Within the post-exclusion period, canvasback and scaup numbers fluctuated little, although 2014 stood out as having lower abundance of both species (Table 1). Low duck counts were not associated with greater carp CPUE (i.e., more large carp present in the marsh), although low carp numbers in 2014 may be misleading as a severe storm damaged exclusion screens and breached dykes in early July (i.e., after gillnet sampling was completed).
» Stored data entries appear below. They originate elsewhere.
PR #4552, opened 2021-05-17
[2021.2] Removed _SHADOWS_SOFT variant

nigeljw-unity:
The soft shadows variant is only impacting a single predicate check. The variant was removed in favor of branching on a constant.

### Checklist for PR maker

---
### Purpose of this PR
To diffuse the combinatorial explosion of variants which will decrease build times.

---
### Testing status
Tested against default URP scene.

---

### DIFF
--- a/com.unity.render-pipelines.universal/Runtime/DeferredLights.cs
+++ b/com.unity.render-pipelines.universal/Runtime/DeferredLights.cs
@@ -1751,7 +1751,6 @@ namespace UnityEngine.Rendering.Universal.Internal
 
                 int shadowLightIndex = m_AdditionalLightsShadowCasterPass != null ? m_AdditionalLightsShadowCasterPass.GetShadowLightIndexFromLightIndex(visLightIndex) : -1;
                 bool hasDeferredLightShadows = vl.light && vl.light.shadows != LightShadows.None && shadowLightIndex >= 0;
-                bool hasSoftShadow = hasDeferredLightShadows && renderingData.shadowData.supportsSoftShadows && vl.light.shadows == LightShadows.Soft;
 
                 CoreUtils.SetKeyword(cmd, ShaderKeywordStrings._DEFERRED_LIGHT_SHADOWS, hasDeferredLightShadows);
 


com.unity.render-pipelines.universal/Runtime/DeferredLights.cs
```diff
@@ -1636,7 +1636,6 @@ void RenderStencilDirectionalLights(CommandBuffer cmd, ref RenderingData renderi
                 }
 
                 bool hasSoftShadow = hasDeferredShadows && renderingData.shadowData.supportsSoftShadows && vl.light.shadows == LightShadows.Soft;
```
ellioman, line 1638: Can't we delete this bool as well?

nigeljw-unity: Done!

ellioman (approved):

com.unity.render-pipelines.universal/Editor/ShaderPreprocessor.cs
```diff
@@ -68,9 +68,7 @@ internal class ShaderPreprocessor : IPreprocessShaders
         ShaderKeyword m_ReflectionProbeBlending = new ShaderKeyword(ShaderKeywordStrings.ReflectionProbeBlending);
         ShaderKeyword m_ReflectionProbeBoxProjection = new ShaderKeyword(ShaderKeywordStrings.ReflectionProbeBoxProjection);
         ShaderKeyword m_DeferredLightShadows = new ShaderKeyword(ShaderKeywordStrings._DEFERRED_LIGHT_SHADOWS);
-        ShaderKeyword m_DeferredSoftShadows = new ShaderKeyword(ShaderKeywordStrings._DEFERRED_SHADOWS_SOFT);
```
phi-lira, line 71: The keywords are being unified between deferred and forward.
https://github.com/Unity-Technologies/Graphics/pull/4535

phi-lira (approved):
LGTM. Should we add a rule to stripper to always strip _SHADOW_SOFT keyword in case users have custom shaders using it?

com.unity.render-pipelines.universal/Editor/ShaderPreprocessor.cs
nigeljw-unity: Hey @kaychang-unity, we should really just delete all as done in this PR rather than unified together.

kaychang-unity: @nigeljw-unity are you suggesting #4535 waits for yours to land, so I can delete _DEFERRED_SHADOWS_SOFT. Or should I land #4535 before yours, then you can remove the extra code on your side?

kaychang-unity (approved):

com.unity.render-pipelines.universal/Editor/ShaderPreprocessor.cs
nigeljw-unity: I'm ok with either, but I think I would prefer this to land first to minimise code churn, and also to have this as a low complexity test for removing variants in favour of branches, since we can potentially regress on low tier platforms. This has already gone through performance testing and showed a huge build time improvement

erikabar (approved):
Tested and compared build times and CPU time on this PR, master, 12.0, 10.4, 7.5.2:
**Build times:** 
9e35952-a18 (PR)  ---------- 1102s 
5a87688-a18 (master) ------ 2830s
12.0-a18 --------------------- 763s
10.4 ------------------------- 1311s
7.5.2 ------------------------ 1540s

**CPU Time:**
9e35952-a18 (PR) ---------- 8.32ms
5a87688-a18 (master) ------ 8.34ms
12.0-a18 -------------------- 8.39ms
10.4 ----------------------- 30.99ms

Looks like there's no impact on CPU time after changes, build time is improved compared to master, 10.4 and 7.5.2 but is still worse than 12.0

erikabar:
added @ernestasKupciunas for mobile results

CertifiedRice (approved):

nigeljw-unity:
Remaining ABV failures are unrelated to this change: Backbuffer perspective difference and development build text plus the "some tests were inconclusive".

com.unity.render-pipelines.universal/Editor/ShaderPreprocessor.cs
kaychang-unity: Ok, I'll wait your PR then.

ernestasKupciunas (approved):
PR looks good. I didn't notice any significant performance drop looking at the various counters between the two builds (before and after the changes).

Devices under test:
Google Pixel 5, Adreno 620
Samsung Galaxy S10+, 10.0.0, Exynos 9 9820, Mali-G76

Unity:
Version: 2021.2.0a19.2746
Revision: trunk c7b813f0d5d5
Built: Thu, 27 May 2021 19:32:01 GMT

Mali_GPU_Cycles

BvA

kaychang-unity:
@ernestasKupciunas Just curious, does MasterURP test scene has soft-shadows enabled or disabled?
GPU active -8.8% +- 4.3%.

ernestasKupciunas:
@kaychang-unity, Yes, Soft Shadows checkbox was enabled during the testing

nigeljw-unity:
@ernestasKupciunas can we also get a run with soft shadows disabled? The main intent is to verify that removing the variant does not reduce performance when soft shadows are disabled.

ernestasKupciunas:
New Data with the Soft Shadows disabled (sorry for not doing this in the first place 🤦 ):
Mali_GPU_Cycles
Pixel5MasterVSURP
Pixel4MasterVSPR


Devices under testing:
Google Pixel 5, Adreno 620
Google Pixel 4, Adreno 640
Samsung Galaxy S10+, 10.0.0, Exynos 9 9820, Mali-G76

Unity used for testing:
Version: 2021.2.0a19.2746
Revision: trunk c7b813f0d5d5
Built: Thu, 27 May 2021 19:32:01 GMT

nigeljw-unity:
@ernestasKupciunas @erikabar can we also get the delta between shader binary compilation size?

Can we also get a perf delta test for iOs devices?

ernestasKupciunas:
The general performance on iOS looks very similar or slightly decreased, but not critical(unfortunately I have only 2 iOS devices):
https://docs.google.com/spreadsheets/d/1jFt93xNLIa7cZjVJ0LERE3j3SMrvnVsKwhx9CArLLgk/edit?usp=sharing

Shaders binary compilation sizes comparison:
BuildReportComparison

PR #4558, opened 2021-05-17
[10.x.x] Backport fix for shader graph sticky note copy pasting

joshua-davis:
Bugfix https://fogbugz.unity3d.com/f/cases/1336810
backport of https://github.com/Unity-Technologies/Graphics/pull/4395

### Checklist for PR maker

---
### Purpose of this PR
Backport of https://github.com/Unity-Technologies/Graphics/pull/4395
Sticky notes cannot be copied/cut/pasted right now.
Also fixed sticky notes not being able to be dragged into a group which would cause some odd behaviors since you could right-click to group a sticky note with other nodes, but you could never drag it in.

---
### Testing status

- Within a graph:
  - [x] Simply copy paste of a sticky note. Note's contents/title are the same and it's selected
  - [x] Copy two sticky notes. Both get pasted and selected
  - [x] Copy a sticky note and a node. Both are pasted and selected
  - [x] Cut/Paste works.
  - [x] Right click copy/paste/cut/duplicate works (menu option is in an odd location, see notes below)
  - [x] Copy of groups works (stickynote in a group, group with a sticky note, etc...)
  - [x] Copy a sticky note and a node and pan the graph view way to the side so the original location is very far away. Paste and verify that both nodes are within the current viewport (see comments for some details).
  - [x] Validate the size and theme is correct when copying sticky nodes (change to dark theme or change text size then copy/cut + paste)
- Do all of the above for:
  - [x] Between two different graphs
  - [x] From a graph to a sub-graph
  - [x] From a sub-graph to a graph
  - [x] Between two sub-graphs

- [x] Additionally verify you can drag sticky notes into a group.
 
---
### Comments to reviewers

There are a lot of cases with sticky notes, I hope I tried them all, but any additional testing is appreciated. 

Known issues:
- The copy/cut/duplicate commands on right-click are not in the same location as for normal nodes. This is controlled in GraphView so there's no way to fix this without changing the package.
- When notes/nodes are pasted they aren't always perfectly within the viewport, but they should be mostly inside (you can at least somewhat see them) as opposed to way off where they were copied. The core "framing" logic wasn't changed to be better, only to include sticky notes.

### DIFF
--- a/com.unity.shadergraph/CHANGELOG.md
+++ b/com.unity.shadergraph/CHANGELOG.md
@@ -12,6 +12,7 @@ The version number for this package has increased due to a version update of a r
 ### Fixed
 - Fixed an issue where an integer property would be exposed in the material inspector as a float [1332564]
 - Fixed an issue where the normal vector in object space would scale with the objects scale, causing non-normalized normal vectors
+- Fixed a bug in ShaderGraph where sticky notes couldn't be copied and pasted [1221042].
 
 ## [10.5.0] - 2021-04-19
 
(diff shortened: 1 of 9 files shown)


jessebarker (approved):
LGTM

ghost (approved):
developer testing is sufficient

PR #4573, opened 2021-05-18
[URP] Render Pass path store actions optimization

manuele-bonanno:
Fogbugz link:
https://fogbugz.unity3d.com/f/cases/1341452/

---
### Purpose of this PR
This PR introduces the same store actions optimization options introduced in [this PR](https://github.com/Unity-Technologies/Graphics/pull/4161) to the RenderPass path, to make sure we have performance parity between the RP and non-RP paths.

The main difference introduced is the concept of overriding Color/Depth store actions.
Since the RenderPass path merges render passes, it is important that the final store actions chosen for all the merged passes, matches the action requested **explicitly** by the last pass in the mergeable list.

All store actions are "Store" by default, the overridden flag helps to figure out which store actions are effectively requested by the user code and which ones were default store actions (which then are assumed safe to override in favour of the most optimal one)

---
### Testing status
Local, Yamato

---


manuele-bonanno:
the few test failures are not related to this PR and the same as in master nightly run

jonuuukas (approved):

com.unity.render-pipelines.universal/Runtime/NativeRenderPass.cs
```diff
@@ -135,6 +142,47 @@ internal void SetupNativeRenderPassFrameData(CameraData cameraData, bool isRende
             }
         }
 
+        internal void UpdateFinalStoreActions(int[] currentMergeablePasses, CameraData cameraData)
+        {
+            for (int i = 0; i < 8; ++i)
```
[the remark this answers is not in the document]
manuele-bonanno: I added this in a following PR, I think I could move that change here too and then merge later. WIll do

com.unity.render-pipelines.universal/Runtime/Passes/ScriptableRenderPass.cs
```diff
@@ -163,6 +163,16 @@ public RenderBufferStoreAction depthStoreAction
             get => m_DepthStoreAction;
         }
 
+        public bool[] overriddenColorStoreActions
+        {
+            get => m_OverriddenColorStoreActions;
+        }
+
+        public bool overriddenDepthStoreAction
```
phi-lira, line 171: I'm failing to understand why this public API is needed.

manuele-bonanno: the fact that it is public is an error, will change that to internal. 
Regarding why the overridden flag is used I moved the conversation to slack

com.unity.render-pipelines.universal/Runtime/NativeRenderPass.cs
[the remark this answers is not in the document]
manuele-bonanno: fixed in CS ad0a262

com.unity.render-pipelines.universal/Runtime/Passes/ScriptableRenderPass.cs
manuele-bonanno: changed to internal in CS 5254f56

phi-lira (approved):

ernestasKupciunas (approved):
Looks fine. I was using [Winter](https://github.com/ernestasKupciunas/Winter) and [PolyFarm](https://github.com/Unity-Technologies/PolygonFarmBenchmark) projects to test the visual correctness and Polyfarm to test the performance. 

Performance doc:
On the performance side, I was comparing RP version build vs non-RP build with different store action configurations..
https://docs.google.com/spreadsheets/d/1zggujz-shSxvaw7rSfLT1hYVz0ZGIGMDHMSyvGX_HhM/edit?usp=sharing

Devices under testing:

Unity used for testing:
Version: 2021.2.0a20.2866
Revision: trunk 0bd21e314fca
Built: Thu, 03 Jun 2021 18:52:14 GMT

simon-engelbrecht-soerensen (approved):
Tested on PC with no difference in performance or visuals.

manuele-bonanno:
after merging master into the branch seems like this is introducing a RenderPass test failure on Windows and Linux. All other test failures are not related. Investigation ongoing

manuele-bonanno:
the remaining test errors are unrelated to this PR (out of memory and provisioning file issues on test devices). The 111_CameraStackMSAA_RenderPass test failure was fixed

Alternatively, 2014 also stood out with respect to high water levels — although diving ducks are often associated with deeper water (e.g., Austin et al. 2017), they may avoid foraging in water that is too deep (Anderson and Low 1976; Carbone and Houston 1994) and foraging efficiency declines with increasing depth (e.g., Lovvorn 1994; Lovvorn and Gillingham 1996). Notably, patterns in duck density at Delta Marsh tracked patterns in RFI, with high duck counts in years with higher RFI. Migrating ducks may be able to detect favorable habitat conditions (Haas et al. 2007), resulting in both greater use of the marsh and birds with better refueling status. Our diet analyses confirmed that migrating canvasbacks are consuming sago pondweed at Delta Marsh, though it was not the most abundant food item observed (Fig. 7). Available historical data indicate that, in the fall, canvasbacks in southern Manitoba consumed mainly plant materials, especially sago pondweed tubers (Bartonek and Hickey 1969). However, sample sizes in both our study and Bartonek and Hickey (1969) were small and collection of ducks over decoys introduces biases to the description of duck diets (Callicutt et al. 2011). Thus, further work would be needed to elucidate what food items these migrating canvasbacks and scaup are relying on. Importantly, Delta Marsh appears to provide sufficient food resources such that greater numbers of ducks using the marsh does not result in worse RFI.

Conclusion

Multiple lines of evidence indicate that restoration of Delta Marsh via exclusion of large carp successfully improved the habitat quality for migrating ducks, as evidenced by more birds returning, yet maintaining a consistent refueling status. The rebounding of fall-migrating ducks using the marsh to historical levels corresponded with a rapid recovery of total SAV extent. Sago pondweed, which was historically an important food item for migrating canvasbacks, has not completely rebounded. It is unclear if sago pondweed needs more time to recover or whether underlying shifts in marsh conditions may inhibit its recovery. Finally, this study highlights the benefits of maintaining large carp exclusion at Delta Marsh — even imperfect exclusion of an invasive species can dramatically improve conditions for migrating ducks, thereby helping to safeguard the ecological and cultural benefits of this important system.